◆ Directions: Return only those lines of the records below in which "pperalta" appears.

+++ Information shown +++

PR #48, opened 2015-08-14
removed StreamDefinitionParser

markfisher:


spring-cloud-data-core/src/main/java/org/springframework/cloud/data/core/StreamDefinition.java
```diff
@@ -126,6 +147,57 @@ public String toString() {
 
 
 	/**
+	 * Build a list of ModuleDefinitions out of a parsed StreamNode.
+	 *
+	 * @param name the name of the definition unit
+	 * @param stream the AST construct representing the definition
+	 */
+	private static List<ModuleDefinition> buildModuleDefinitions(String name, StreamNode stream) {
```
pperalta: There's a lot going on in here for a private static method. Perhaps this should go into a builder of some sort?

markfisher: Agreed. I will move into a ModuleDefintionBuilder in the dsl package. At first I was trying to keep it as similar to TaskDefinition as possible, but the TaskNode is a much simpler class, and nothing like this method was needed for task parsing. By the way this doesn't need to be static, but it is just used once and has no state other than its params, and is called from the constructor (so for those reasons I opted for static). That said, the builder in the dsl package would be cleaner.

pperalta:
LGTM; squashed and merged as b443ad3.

+++

◆ Written answer:
pperalta: There's a lot going on in here for a private static method. Perhaps this should go into a builder of some sort?
pperalta:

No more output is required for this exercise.